Получивший «международный» «Оскар» фильм японца Рюсукэ Хамагути виртуозно развивает чеховские мотивы дискоммуникации и духовной близости, усталости и житейского абсурда. При этом он экранизация совсем другого писателя — Харуки Мураками.
Станислав Зельвенский
Критик Кинопоиска
Юсукэ (Хидэтоси Нисидзима), театральный режиссер и актер, женат на сценаристке Ото (Рэйка Кирисима). Этот гармоничный, на первый взгляд, брак полон печальных тайн: их дочь умерла в раннем детстве, Ото изменяет мужу, и он это знает, но не подает виду.
Проходит два года, и Юсукэ оказывается в Хиросиме, куда его пригласили поставить «Дядю Ваню». Режиссер питает почти нездоровую привязанность к старому красному «саабу», за рулем которого он привык разучивать роли, но организаторы безапелляционно настаивают на шофере; им оказывается хмурая девушка Мисаки (Токо Миура). На заглавную роль в спектакле режиссер неожиданно берет молодого красавца Коси (Масаки Окада) — артиста с испорченной репутацией и, предположительно, бывшего любовника его жены.
Рюсукэ Хамагути — главный фестивальный режиссер на свете прямо сейчас. Его заметили несколько лет назад после «Счастливого часа», нежного пятичасового портрета четырех взрослых подруг, и слегка сюрреалистической мелодрамы «Асако 1 и 2». В прошлом году Хамагути сперва попал в конкурс Берлинале (и получил второй по значению приз) с чудесной антологией «Случайность и догадка», а спустя считанные месяцы поехал в Канны уже с новым фильмом — собственно, с «Сядь за руль моей машины». Францию Хамагути покинул со сценарной «Пальмой», но это было только начало: «Сядь за руль» получил еще сто призов, вошел во все критические топ-листы, удостоился четырех номинаций на «Оскар» (в том числе в категории «Лучший фильм» — фильм из Японии там оказался впервые) и вот на днях взял приз Академии за лучший иностранный фильм.
Прежнее название этой категории — «Фильм на иностранном языке» — подошло бы ему даже лучше, поскольку именно язык (точнее, языки) — главный пластический материал этой картины.

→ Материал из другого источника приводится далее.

PR #4183, opened 2025-06-24
Sharing on patricia trees

chambart:
Extends the https://github.com/oxcaml/oxcaml/pull/4073 PR.

This adds some important inlining annotations, and add a new helper function.

This removes Shared_set and map as the type is not obviously the good one.

It also add the update_and_extend function that is useful to optimize a quadratic case in dataflow


middle_end/flambda2/algorithms/patricia_tree.ml
```diff
@@ -449,48 +461,193 @@ end = struct
...
       else t
 
-  (* CR pchambart: union x x is expensive, while it could be O(1). This would
-     require that we demand f x x = x *)
-  (* CR-someday lmaurer: Generalize [merge] so that we can implement this in
-     terms of it. Rather than one callback, it should take three, along the
-     lines of Haskell's implementation; this would let us preserve sharing (see
-     Haskell's [Data.IntMap] for details). *)
-  let rec union f t0 t1 =
+  let[@inline always] universal_merge ?shortcut ?check0 ?check1 ~only_left
```
bclement-ocp, line 464: We agreed on renaming `check0` and `check1` to something more sensible — maybe `phys_eq_left` and `phys_eq_right`?

middle_end/flambda2/algorithms/patricia_tree.ml
```diff
@@ -941,6 +1101,16 @@ end = struct
     | Branch (prefix, bit, t0, t1) ->
       branch prefix bit (filter_map iv f t0) (filter_map iv f t1)
 
+  let combine_update_many iv f t0 t1 =
+    combine_union iv (fun k v0 v1 -> f k (Some v0) v1) t0 t1
+
+  let update_many f t0 t1 =
+    let iv = is_value_of t0 in
+    universal_merge
```
bclement-ocp, line 1109: Following offline discussion, we should add `check0` here for memory optimisation, and either document it as a guarantee or add `update_many_sharing` with that guarantee.

Ekdohibs:
Subsumed by #4262.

В том числе, кстати, и английский, который мало звучит с экрана, но так важен для космополитичного Харуки Мураками, автора рассказа, по которому (очень вольно) поставлен этот фильм; оба названы, разумеется, цитатой из «Битлз».
Пьеса, которую ставит Юсукэ, — триумф мультикультурного подхода, настоящая Вавилонская башня: дядю Ваню играет японец, Серебрякова — филиппинец, Елену Андреевну — китаянка, Соню — глухонемая кореянка, и так далее. Все они говорят на сцене на своих языках, в том числе на жестовом языке. И все понимают друг друга (для зрителей есть субтитры) — в этом смысл искусства, у Чехова нет национальности.
В жизни же все, конечно, не так: коммуникация среди соотечественников, даже среди близких людей бесконечно сложна. И на контрасте с репетициями, где Юсукэ добивается от своих актеров максимально хладнокровной, почти механистичной подачи выученных им самим реплик, в повседневности мы видим его тихое отчаяние, усилия, которые требуются ему, чтобы сымпровизировать собственный текст или понять чужой.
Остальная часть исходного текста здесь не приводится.